Stored items from a collection:

----

Issue #286, opened 2022-05-31
mattermost-operator does not provide appropriate configuration for securityContext in mattermost deploymets.


frjaraur:
#### Summary
Although mattermost-operator deployment via chart allows securityContext configuration, it is not applied to upstream mattermost installations.
I reviewed CRD definition and it does not appear a securityContext key to configure this secure behavior, therefore mattermost installations fail on secure environments (Pod Security Policies enabled not allowing root containers/specify runAs user). This just appears for special initContainers.

#### Steps to reproduce

Deploy the mattermost-operator and create a new mattermost instance.

#### Expected behavior
I expect to be able to specify the securityContext key for upstream mattermost instances created using mattermost-operator.

#### Observed behavior (that appears unintentional)
CreateContainerConfigError arraise as soon as you create a new mattermost instance due to not being able to especify RunAs user key and image defined user is not represented by its ID.

Editing created deployment manually works just by adding requiredsecurityContext configuration, but first it is required to change ownerReferences's controller key to false to disable the management of this resource by the mattermost-operator.

#### Possible fixes
Add securityContext option for being able to configure Kubernetes environment security for both, mattermost-operator and upstream created mattermost instances using it.

frjaraur:
Sorry, I forgot that neither mattermost-operator nor mattermost instances provide securityContext configurations, I did myself for mattermost operator but it should be added also to mattermost deployments.

Szymongib:
Hey @frjaraur, thanks for reporting, this came up in the past, and I think we should add it to Mattermost CR. 

For now, there exist a workaround with use of `resourcePatch`, you can find the details here https://community.mattermost.com/core/pl/dricyco3sbn85kacom55mq9zey

Szymongib:
From the linked thread, you can set it by adding to Mattermost resource:
```yaml
  resourcePatch:
    deployment:
      patch: '[{"op":"add","path":"/spec/template/spec/initContainers/0/securityContext","value":{"runAsUser": 1337}}]'
```

Operator needs to be at in version 1.17+ and CRDs need to match this version.

frjaraur:
Thanks, but it seems it will work for initial containers only or did you just post an example?

Szymongib:
Ah, yeah, that is just example copied straight from the channel. It should be possible to adjust it according to the needs.

Szymongib:
We would like to add a native support for `securityContext` therefore reopening this.

Issue #290, opened 2022-06-29
Allow overrides to update-check job spec


mjnagel:
#### Summary

From a quick scan through the code I don't believe there is currently any way to override parts of the spec for the update-check job that runs with version updates. It may be desirable to override various parts of this job, for example:
- securityContext: Enforce best practices for security such as runAsNonRoot, dropping all capabilities, etc
- labels/annotations: To better group things together for ownership and provide for integration with externally managed resources (i.e. networkPolicy pod selectors)
- startup command: This is a very niche use-case but when deploying in an istio-injected environment the sidecar needs to be terminated by running additional commands against its endpoint (can provide more details if needed)

Ultimate it would be great to be able to override different portions of the pod spec.

#### Possible fixes

Add a new section to the Mattermost CRD spec that allows for update check pod spec overrides. This would honestly be beneficial for the primary Mattermost pods as well, since currently you have to utilize `resourcePatch` to add labels/annotations to the pods (which is not very beginner friendly or easy to navigate, especially with multiple changes.

Proposed Change:
```yaml
spec:
  podTemplate:
    <allow anything for podspec, or allow subset including annotations/labels/securitycontext
  updateCheck:
    podTemplate:
      <allow anything for podspec, or allow subset including annotations/labels/securitycontext
```

mjnagel:
I'm happy to attempt work on these changes, wanted to open the issue to get the conversation started and see if this would be supported. The primary motivation for this is coming from my work on istio injecting Mattermost, without an ability to disable the sidecar (via labels) or terminate the sidecar (via command override) for the update-check upgrades will require manual intervention to successfully complete.

Szymongib:
Hey @mjnagel, thanks for submitting the issue.

I agree that adding a way to configure an update job would be very useful, as well as other things in the `podTemplate` section. We though about something like that in the past, however there are some drawback that make me a little hesitant for allowing overrides of the whole spec.

A big chunk of `podTemplate` is created based on other things in Mattermost CR or some Operator defaults. This poses a problem, what to do when the user provides his own template? We could just use the provided one and disregard all things that would be set by the Operator, but then user would need to specify all init containers, port, env vars etc. by hand so it seems like using Operator make little sense in such case. We could alternatively do some kind of merging, but then it is also not clear what to do if user explicitly wanted to omit some configuration set by the Operator. We might also run into some configuration edge cases given that some things in Pod Spec can be configured from other CR fields and this information may be used in other places in Operator.

[...]

PR #297, opened 2022-08-02
Add securityContext to MM Spec

mjnagel:
#### Summary

This adds a new struct and two new "options" to the MM spec:
```yaml
spec:
  podTemplate:
    securityContext: {}
    containerSecurityContext: {}
```

Currently this addition of `podTemplate` only supports `securityContext` and `containerSecurityContext`, but ideally this can be extended to add support for other portions of the pod template.

#### Ticket Link

Fixes https://github.com/mattermost/mattermost-operator/issues/286

#### Release Note

```release-note
Add support for pod and container security context to be specified for server pods
```


mjnagel:
Wanted to add `securityContext` initially since its a little more straightforward to handle than some of the other spec additions I mentioned in https://github.com/mattermost/mattermost-operator/issues/290 . Hopefully the spec additions make sense - I'd like to build upon this struct in future MRs.

mjnagel:
@Szymongib / @gabrieljackson would either of you be able to take a look at this?

Szymongib:
Hey @mjnagel, thanks for the PR.

Sorry I missed it, looks like we did not get Mattermost notifications for it.

I will have a look this week.

apis/mattermost/v1beta1/mattermost_types.go
```diff
@@ -204,6 +208,16 @@ type Probes struct {
...
 }
 
+// PodTemplate defines configuration for the template for Mattermost pods.
+type PodTemplate struct {
+	// Defines the security context for the Mattermost app server pods.
+	// +optional
+	SecurityContext v1.PodSecurityContext `json:"securityContext,omitempty"`
+	// Defines the security context for the Mattermost app server container.
+	// +optional
+	ContainerSecurityContext v1.SecurityContext `json:"containerSecurityContext,omitempty"`
```
Szymongib, line 218: I think we should use pointers for those to clearly indicate the absence, otherwise this will be automatically initialized to an empty struct, bringing all the zero values along, which in turn might result in some unintended behaviour.

Szymongib (commented):
Thanks a lot for PR!
Looks good, only one minor comment regarding the pointers.

apis/mattermost/v1beta1/mattermost_types.go
mjnagel: Updated, let me know if there's anything else (or if I changed things incorrectly 😁 ).

Szymongib (approved):
LGTM! Thanks!

gabrieljackson (approved):
Looks great! Thanks for the contribution.

PR #300, opened 2022-08-23
Avoid rewriting command for injected sidecars

TMaYaD:
#### Summary
We are injecting cloudsql-proxy sidecar via a `resourcePatch`. However the operator is changing the command in that container as well to `mattermost version`. This patch will avoid that by matching the container name.

#### Release Note

```release-note
Fix update-check overriding commands in all containers.
```

### DIFF
--- a/pkg/resources/update_job.go
+++ b/pkg/resources/update_job.go
@@ -4,6 +4,7 @@ import (
 	"context"
 
 	"github.com/go-logr/logr"
+	"github.com/mattermost/mattermost-operator/apis/mattermost/v1beta1"
 	mattermostApp "github.com/mattermost/mattermost-operator/pkg/mattermost"
 	"github.com/pkg/errors"
 	appsv1 "k8s.io/api/apps/v1"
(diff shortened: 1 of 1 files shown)


TMaYaD:
Instead of rewriting the command, Setting args to `version` might be a better choice.
I can think of scenarios where a wrapper like [kubexit](https://github.com/karlkfi/kubexit) could be injected into mattermost container to manage sidecars.

Using `args` instead of `command` would allow keeping the wrapper intact and still override the behaviour.

pkg/resources/update_job.go
```diff
@@ -103,7 +103,9 @@ func PrepareMattermostJobTemplate(name, namespace string, baseDeployment *appsv1
 	// Override values for job-specific behavior.
 	job.Spec.Template.Spec.RestartPolicy = corev1.RestartPolicyNever
 	for i := range job.Spec.Template.Spec.Containers {
-		job.Spec.Template.Spec.Containers[i].Command = []string{"mattermost", "version"}
+		if job.Spec.Template.Spec.Containers[i].Name == "mattermost" {
+			job.Spec.Template.Spec.Containers[i].Command = []string{"mattermost", "version"}
+		}
 	}
```
mjnagel, line 109: You should be able to use [this function](https://github.com/mattermost/mattermost-operator/blob/master/apis/mattermost/v1beta1/mattermost_utils.go#L152) to grab the `mattermost` container and likely remove the `for` loop entirely here since the intended target of this command override should just be the `mattermost` container.

TMaYaD: That wouldn't work out of the box because the container being returned is a copy. I can probably modify the function to pass a reference instead, but that might have other unintended side effects.

mjnagel: Ah yep good point. Probably best to not try to modify that and just go with the way you approached it already. I'm interested in this fix as well because we're using istio injection (side cars).

mjnagel (commented):
https://github.com/mattermost/mattermost-operator/pull/300/files#diff-3ea61f19d355d951d2aa6a84e23e64bc77116044de834d8ce764e7042f3016a6R99

There's a similar section here (lines 99-102) that nulls out the liveness/readiness probes. I assume an identical fix would be good, maybe even combining these in the same for loop to simplify things.

TMaYaD:
The two loops were there from before the PR. I can merge them, no problem.

mjnagel:
> The two loops were there from before the PR. I can merge them, no problem.

Tracking that they were both there. My comment was mostly that you'd probably want the same effect on the health checks - only nil out the update container, and ignore any extras. So you'd want to move that inside of your conditional container name check. Definitely not something broke, but seems like a good addition that falls in line with this fix too.

TMaYaD:
Ah, okay. Got it.

mjnagel (approved):
LGTM!

Szymongib (approved):
LGTM, thanks!

gabrieljackson (approved):
LGTM. Thanks!

PR #301, opened 2022-08-25
Add support for labels/annotations and disabling on update job

mjnagel:
#### Summary

This adds a new struct and three new "options" to the MM spec:

```yaml
spec:
  updateJob:
    extraLabels: {}
    extraAnnotations: {}
    disabled: (bool)
```

The annotations/labels will be added to the update job pod, but will not override the default `app` label set on the job pod.

`disabled` will control the creation/use of the update job, defaulting to the same behavior as previously.

Also adds tests for each of these new pieces.

#### Ticket Link

Fixes https://github.com/mattermost/mattermost-operator/issues/290

#### Release Note

```release-note
Add support for labels and annotations to be specified for update job pod
Add ability to disable the update job pod for advanced configuration
```


mjnagel:
@Szymongib leaving this in draft right now because I have two questions regarding it...
1. Clusterinstallation uses the same functions for the update job. Since these changes require adding a new parameter to pass these update functions part of the MM spec I needed to address the function calls from clusterinstallation code. I'm not sure if the way I approached it is the best, but it effectively passes in an empty struct to fulfill the required params. Happy to alter this if there's a better way to approach - only other thing I could think of was make separate functions for each which isn't very DRY.
2. Part of the issue I opened (https://github.com/mattermost/mattermost-operator/issues/290) was the goal of allowing a modification/extension of the command this job runs. My use case would be to run an istio sidecar termination script after the main `mattermost version` command has run. I imagine others might have similar desire to run something after the upgrade, but tied to the lifecycle of the update job. If this is something you'd be open to supporting what would be the best way to approach it? Allow a full override of the command (`spec.updateJob.command`), which would be the most flexible but open end users to deleting the main upgrade functionality? Alternatively we could allow for something that would be appended to/run after the default command (`spec.updateJob.postUpgradeCommand`) which would fit most needs I could think of?

Szymongib:
Thanks for another PR @mjnagel.

1. I think passing empty structs as arguments for the ClusterInstallation code would be fine since this will not alter the behavior.
2. I am still not sure what is the best way to handle overriding the update job command. I think that the simplest approach would be just to give the ability to disable it. It does not have any special behavior rather than failing if the image is incorrect so if it is disabled, new pods just won't come up therefore update will fail but the old pods should remain running.

mjnagel:
@Szymongib appreciate the feedback, I believe I've implemented a disable value in a simple way that should work (and added some tests around all of this new functionality). Let me know if any changes are needed, hopefully this is good to go 😄 

---

I do want to add a comment to one thing you mentioned...

> It does not have any special behavior rather than failing if the image is incorrect

In our usage the update job has been extremely helpful for the DB migrations - if I'm not mistaken it will perform them on startup (and I saw a comment in the code to that effect as well). It's not super special (no magical code doing this that we couldn't implement), but it is nice to have this all handled by the operator and tied into the lifecycle in the right order.

I'm good with the disabled solution for now since it provides a path forward with our primary use case for istio injection, but might be something to give some more thought to in the future.

Szymongib:
> In our usage the update job has been extremely helpful for the DB migrations

DB migrations should run auto automatically when the new instance start. That what I was referring to about job not really doing any magic, sorry, I could have been a bit cleaner on that.

controllers/mattermost/mattermost/mattermost.go
```diff
@@ -349,13 +349,19 @@ func (r *MattermostReconciler) updateMattermostDeployment(
 	}
 
 	// Image is not the same
+
+	reqLogger.Info("Current image is not the same as the requested, will upgrade the Mattermost installation")
+
+	if mattermost.Spec.UpdateJob.Disabled {
+		// Update job is disabled
+		return recStatus, r.Resources.Update(current, desired, reqLogger)
```
Szymongib, line 357: I think it would be good to add a Debug log here.

pkg/resources/update_job.go
```diff
@@ -70,9 +73,22 @@ func (r *ResourceHelper) FetchMattermostUpdateJob(namespace string) (*batchv1.Jo
 	return job, err
 }
 
-func PrepareMattermostJobTemplate(name, namespace string, baseDeployment *appsv1.Deployment) *batchv1.Job {
+func PrepareMattermostJobTemplate(name, namespace string, baseDeployment *appsv1.Deployment, updateJobSpec *mmv1beta.UpdateJob) *batchv1.Job {
 	backoffLimit := int32(10)
 
+	podAnnotations := map[string]string{}
+	// Set user specified annotations
+	if updateJobSpec.ExtraAnnotations != nil {
```
Szymongib, line 81: I think it would be good to do nil check here for `UpdateJob` then we can pass nil for ClusterInstallation.

apis/mattermost/v1beta1/mattermost_types.go
```diff
@@ -117,6 +117,10 @@ type MattermostSpec struct {
 	// +optional
 	PodTemplate PodTemplate `json:"podTemplate,omitempty"`
 
+	// UpdateJob defines configuration for the template for the update job.
+	// +optional
+	UpdateJob UpdateJob `json:"updateJob,omitempty"`
```
Szymongib, line 122: Lets make it a pointer to clearly indicate it is optional and avoid any unexpected issues in yaml because of that. I think we should make a `PodTemplate` a pointer as well it is generally a better practice since if we add some non-pointer field to the struct it may show up in yaml. No need to change it in this PR, just realized that we have missed it last time.

Szymongib (commented):
Looks good, just few small comments.

apis/mattermost/v1beta1/mattermost_types.go
mjnagel: I believe I resolved this and the other comments - I'll make a separate PR to change `PodTemplate` to a pointer just to keep things smaller and cleanly separate the changes.

mjnagel: Resolving `podTemplate` comments with https://github.com/mattermost/mattermost-operator/pull/302 - wouldn't be surprised if there will be conflicts between the two once one is merged so I'll keep an eye on these and rebase as needed.

controllers/mattermost/mattermost/mattermost_test.go
```diff
@@ -389,6 +389,148 @@ func TestCheckMattermost(t *testing.T) {
...
+
+		// Update job should NOT be launched, we do not expect error
+		recStatus, err = reconciler.checkMattermostDeployment(mm, dbInfo, fileStoreInfo, currentMMStatus, logger)
+		require.NoError(t, err)
+		assert.True(t, recStatus.ResourcesReady)
+
+		// Assert the job was NOT created
+		job := &batchv1.Job{}
+		err = reconciler.Client.Get(context.TODO(), types.NamespacedName{Name: updateJobName, Namespace: mmNamespace}, job)
+		require.Error(t, err)
```
Szymongib, line 529: We can additionally check if the error `IsNotFound`:
```suggestion
		require.Error(t, err)
		require.True(t, k8sErrors.IsNotFound(err), "expected not found error when getting job")
```

controllers/mattermost/clusterinstallation/mattermost.go
```diff
@@ -235,7 +236,8 @@ func (r *ClusterInstallationReconciler) checkMattermostDeployment(mattermost *ma
 }
 
 func (r *ClusterInstallationReconciler) checkMattermostDBSetupJob(mattermost *mattermostv1alpha1.ClusterInstallation, deployment *appsv1.Deployment, reqLogger logr.Logger) error {
-	desiredJob := resources.PrepareMattermostJobTemplate(mattermostApp.SetupJobName, mattermost.Namespace, deployment)
+	// Create an empty v1beta update job struct to support update job function changes
```
Szymongib, line 239: Since we are passing `nil` now, I think we can remove those comments.

Szymongib (approved):
Hey @mjnagel, sorry for delay I was off last week. Looks good, just to more tiny nit picks 😉

apis/mattermost/v1beta1/mattermost_types.go
Szymongib: Thanks for changing that as well, separate PR works just fine.

controllers/mattermost/mattermost/mattermost_test.go
mjnagel: @Szymongib not a problem! Should be good to go?

controllers/mattermost/clusterinstallation/mattermost.go
```diff
@@ -397,7 +398,8 @@ func (r *ClusterInstallationReconciler) checkUpdateJob(
 		if k8sErrors.IsNotFound(err) {
 			// Job is not running, let's launch
 			reqLogger.Info("Launching update image job")
-			if err = r.Resources.LaunchMattermostUpdateJob(mattermost, mattermost.Namespace, desired, reqLogger); err != nil {
+			// Create an empty v1beta update job struct to support update job function changes
```
Szymongib, line 401: I think there are 2 more of those 😉 
```suggestion
```

controllers/mattermost/clusterinstallation/mattermost.go
```diff
@@ -419,7 +421,8 @@ func (r *ClusterInstallationReconciler) checkUpdateJob(
 	}
 	if !isSameImage {
 		reqLogger.Info("Mattermost image changed, restarting update job")
-		err := r.Resources.RestartMattermostUpdateJob(mattermost, job, desired, reqLogger)
+		// Create an empty v1beta update job struct to support update job function changes
```
Szymongib, line 424:
```suggestion
```

Szymongib (approved):

gabrieljackson:
Looks like there is a merge conflict as expected from the related PR. If you could resolve that we will get this merged asap. Thanks!

mjnagel:
@gabrieljackson / @Szymongib should be good to go? Rebased and fixed those comments - appreciate the feedback and assistance 😄

gabrieljackson (approved):
LGTM!

gabrieljackson:
Going to request one more review from Szymon to look over the final code.

Szymongib (approved):
LGTM, thanks!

----

> [ACTIVITY]
Transcribe only the lines from the beginning of the entries to the line with "Deploy the mattermost-operator", inclusive, exactly as written.

> [FINISHED TASK]
Issue #286, opened 2022-05-31
mattermost-operator does not provide appropriate configuration for securityContext in mattermost deploymets.


frjaraur:
#### Summary
Although mattermost-operator deployment via chart allows securityContext configuration, it is not applied to upstream mattermost installations.
I reviewed CRD definition and it does not appear a securityContext key to configure this secure behavior, therefore mattermost installations fail on secure environments (Pod Security Policies enabled not allowing root containers/specify runAs user). This just appears for special initContainers.

#### Steps to reproduce

Deploy the mattermost-operator and create a new mattermost instance.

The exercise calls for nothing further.